Data excerpts START

Issue #2768, opened 2021-08-22
Deprecate DecoratorRecorder


k-ye:
**Concisely describe the proposed feature**

We need to deprecate `DecoratorRecorder`, at least the global instance in https://github.com/taichi-dev/taichi/blob/126cf217abdc33625d914abf2913805bb0c74442/taichi/ir/frontend_ir.cpp#L59 (Engineering cost: https://github.com/taichi-dev/taichi/pull/2735)

As an alternative, the decorators backed by `DecoratorRecorder` could be interleaved inside the AST itself. I.e. we can have a series of decoration instructions that will only modify the behavior of each offloaded task. With a proper design, we could support a per-kernel config.

PR #4254, opened 2022-02-10
Remove global instance of DecoratorRecorder

PGZXB:
Related issue = #2768

Move `DecoratorRecorder` into `ASTBuilder` -> Use member of `ASTBuilder` instead of global instance
Renaming : `DecoratorRecorder` -> `ForLoopDecoratorRecorder`

### DIFF
--- a/taichi/ir/frontend_ir.h
+++ b/taichi/ir/frontend_ir.h
@@ -170,17 +170,33 @@ class FrontendForStmt : public Stmt {
     }
   }
 
-  FrontendForStmt(const ExprGroup &loop_var, const Expr &global_var, Arch arch);
+  FrontendForStmt(const ExprGroup &loop_var,
+                  const Expr &global_var,
+                  Arch arch,
+                  int bit_vectorize,
+                  int num_cpu_threads,
+                  bool strictly_serialized,
+                  int block_dim,
+                  MemoryAccessOptions &&mem_access_opt);
 
   FrontendForStmt(const ExprGroup &loop_var,
                   const mesh::MeshPtr &mesh,
                   const mesh::MeshElementType &element_type,
-                  Arch arch);
+                  Arch arch,
+                  int bit_vectorize,
+                  int num_cpu_threads,
+                  int block_dim,
+                  MemoryAccessOptions &&mem_access_opt);
 
   FrontendForStmt(const Expr &loop_var,
                   const Expr &begin,
                   const Expr &end,
-                  Arch arch);
+                  Arch arch,
+                  int bit_vectorize,
+                  int num_cpu_threads,
+                  bool strictly_serialized,
+                  int block_dim,
+                  MemoryAccessOptions &&mem_access_opt);
 
   bool is_container_statement() const override {
     return true;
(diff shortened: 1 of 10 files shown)


strongoier (approved):
LGTM!

taichi/ir/frontend_ir.h
```diff
@@ -170,17 +170,33 @@ class FrontendForStmt : public Stmt {
     }
   }
 
-  FrontendForStmt(const ExprGroup &loop_var, const Expr &global_var, Arch arch);
+  FrontendForStmt(const ExprGroup &loop_var,
+                  const Expr &global_var,
+                  Arch arch,
+                  int bit_vectorize,
```
k-ye, line 176: Could you actually create a struct to hold these params? That way `FrontendForStmt` and `ForLoopDecoratorRecorder` can share the struct, instead of repeating yourself. Thx!

PGZXB: You mean that let FrontendForStmt holds ptr to ForLoopDecoratorRecorder?

PGZXB: > You mean that let FrontendForStmt holds ptr to ForLoopDecoratorRecorder?

Oh, sorry, my bad. Holding ptr to ForLoopDecoratorRecorder is not feasible.

k-ye: Nah, I meant something like this:

```cpp

struct ForLoopConfig {
  int bit_vectorize;
  int num_cpu_threads;
  ...
};

class FrontendForStmt {
 public:
  FrontendForStmt(..., const ForLoopConfig &config);
};

class ForLoopDecoratorRecorder {
  ForLoopConfig config;
};
```

What do you think :-)

PGZXB: > What do you think

Got it! But why not use `ForLoopConfig` directly if `ForLoopDecoratorRecorder` only wraps `ForLoopConfig` simply? The 
existence of the wrapper is convenient for us to construct/reset `ForLoopConfig`?

k-ye: Recorder sounds like something with behavior, whereas Config is just a struct. That said, sounds good to me if we just use recorder for simplicity. I'm not sure why "Holding ptr to ForLoopDecoratorRecorder is not feasible.", though.

PGZXB: > Recorder sounds like something with behavior, whereas Config is just a struct. That said, sounds good to me if we just use recorder for simplicity. I'm not sure why "Holding ptr to ForLoopDecoratorRecorder is not feasible.", though.

"Holding ptr to ForLoopDecoratorRecorder" : My **old incorrect** thought is let `FrontendForStmt` and `ASTBuilder` share a `ForLoopDecoratorRecorder` instead of bit_vectorize, num_cpu_threads which are copy-saved by `FrontendForStmt`, which is not feasible because the `ForLoopDecoratorRecorder` which is held by ASTBuilder will be reset after constructing `FrontendForStmt`.

PGZXB: @k-ye FINISHED. Please review #4309

PR #4255, opened 2022-02-10
[vulkan] Use TI_VISIBLE_DEVICE to select vulkan device

qiao-bo:
Add an env var option `TI_VISIBLE_DEVICE` to enable user selected vulkan device. The identifier is device id, can be obtained by querying `vulkaninfo`.

### DIFF
--- a/python/taichi/lang/impl.py
+++ b/python/taichi/lang/impl.py
@@ -874,7 +874,7 @@ def stop_grad(x):
 
 
 def current_cfg():
-    return _ti_core.current_compile_config()
+    return get_runtime().prog.config
 
 
 def default_cfg():
--- a/python/taichi/lang/kernel_arguments.py
+++ b/python/taichi/lang/kernel_arguments.py
@@ -1,5 +1,6 @@
 import taichi.lang
 from taichi._lib import core as _ti_core
+from taichi.lang import impl
 from taichi.lang.any_array import AnyArray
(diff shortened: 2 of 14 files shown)


ailzhang (commented):
sorry this might be a dumb question, how do I list all my vulkan devices before setting? ;)

qiao-bo:
> sorry this might be a dumb question, how do I list all my vulkan devices before setting? ;)

legitimate question! `vulkaninfo` can be used. similar to clinfo or devicequery for cuda. The idea is to have a unique identifier rather than 0, 1 ,2...  Please suggest if there are better options~

bobcao3:
Should probably rename to `TI_USE_VULKAN_DEVICE` since "visible device" is quite confusing.

k-ye:
> Should probably rename to `TI_USE_VULKAN_DEVICE` since "visible device" is quite confusing.

I suggest to remove the specific mentioning of `VULKAN_`, since many other APIs support GPU selection as well.

qiao-bo:
> > Should probably rename to `TI_USE_VULKAN_DEVICE` since "visible device" is quite confusing.
> 
> I suggest to remove the specific mentioning of `VULKAN_`, since many other APIs support GPU selection as well.

this is the intention, same switch could be used for other APIs.

bobcao3 (approved):
LGTM

PR #4258, opened 2022-02-10
[Bug] Only ban passing non contiguous torch tensors to taichi kernels.

ailzhang:
Thanks to @ifsheldon for reporting the bug!

It's too strict to ban all view tensors as Pytorch view tensor return
itself as a new view Tensor when nothing changes.
So what we really wanted to ban was actually non contiguous tensors.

Data excerpts END

How to complete this task – Looking at the material above, please copy exactly every line from its first line through the line containing "We need to deprecate", with both ends included and nothing else.

Response to this task –
Issue #2768, opened 2021-08-22
Deprecate DecoratorRecorder


k-ye:
**Concisely describe the proposed feature**

We need to deprecate `DecoratorRecorder`, at least the global instance in https://github.com/taichi-dev/taichi/blob/126cf217abdc33625d914abf2913805bb0c74442/taichi/ir/frontend_ir.cpp#L59 (Engineering cost: https://github.com/taichi-dev/taichi/pull/2735)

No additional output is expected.